An AWS account with permissions to create and manage IAM policies and roles.
An AWS S3 Table bucket in your AWS account. The S3 Table bucket must be in the same AWS region as your Materialize deployment.
A namespace in the AWS S3 Table bucket. For details on creating namespaces, see AWS S3 documentation: Creating a namespace.

Google Cloud documents the Lakehouse/BigLake setup process here. The parts you’ll need:

A Google Cloud project with the BigLake API enabled.
A Google Cloud Storage bucket to serve as the Iceberg warehouse.
A Lakehouse runtime catalog backed by your warehouse bucket.
- NOTE: Materialize uses a service account key, not catalog-vended credentials to write Iceberg data files. So you may configure your catalog with either “End-user credentials” or “Credential vending mode”.
A namespace in the BigLake catalog.

Create the Iceberg catalog connection in Materialize

Step 1. Set up permissions in AWS

In AWS, set up permissions to allow Materialize to write data files to the object storage backing your Iceberg catalog. This tutorial uses an IAM policy and IAM role to grant the required permissions. We strongly recommend using role assumption-based authentication to manage access.

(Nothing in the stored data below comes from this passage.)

PR #53, opened 2016-03-31
Load ENV via dotenv if available

Crunch09:
Hi,
i didn't know if tests are needed for this because i think they would only test the behavior already tested in the dotenv repository. Also i'm not sure if i should add something to the README about this.

### DIFF
--- a/lib/jekyll-github-metadata.rb
+++ b/lib/jekyll-github-metadata.rb
@@ -1,4 +1,11 @@
 require 'octokit'
+if defined?(Jekyll) && Jekyll.respond_to?(:env) && Jekyll.env == 'development'
+  begin
+    require 'dotenv'
+    Dotenv.load
+  rescue LoadError
+  end
+end
 
 module Jekyll
   unless const_defined? :Errors


lib/jekyll-github-metadata.rb
```diff
@@ -1,4 +1,9 @@
 require 'octokit'
+begin
+  require 'dotenv'
```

Step 1A. Create an IAM policy

Create an IAM policy that allows full access to your S3 Tables API.Replace <S3 table bucket ARN> with the ARN of your S3 table bucket:

{
    "Version": "2012-10-17",
    "Statement": [
        {
            "Effect": "Allow",
            "Action": "s3tables:*",
            "Resource": [
                "<S3 table bucket ARN>",
                "<S3 table bucket ARN>/table/*"
            ]
        }
    ]
}

Step 1B. Create an IAM role

Create an IAM role that Materialize can assume.

For the Trusted entity type, specify Custom trust policy with the following:

Principal: The example uses the Materialize Cloud IAM principal. For self-managed deployments and the Emulator, the principal will differ.
ExternalId: "PENDING" is a placeholder and will be updated after creating the AWS connection in Materialize.

{
    "Version": "2012-10-17",
    "Statement": [
        {
            "Effect": "Allow",
            "Principal": {
                "AWS": "arn:aws:iam::664411391173:role/MaterializeConnection"
            },
            "Action": "sts:AssumeRole",
            "Condition": {
                "StringEquals": {
                    "sts:ExternalId": "PENDING"
                }
            }
        }
    ]
}

For permissions, add the IAM policy created earlier to grant access to the S3 Tables.

Once you have created the IAM role, copy the role ARN from the AWS console. You’ll use the ARN in the next step.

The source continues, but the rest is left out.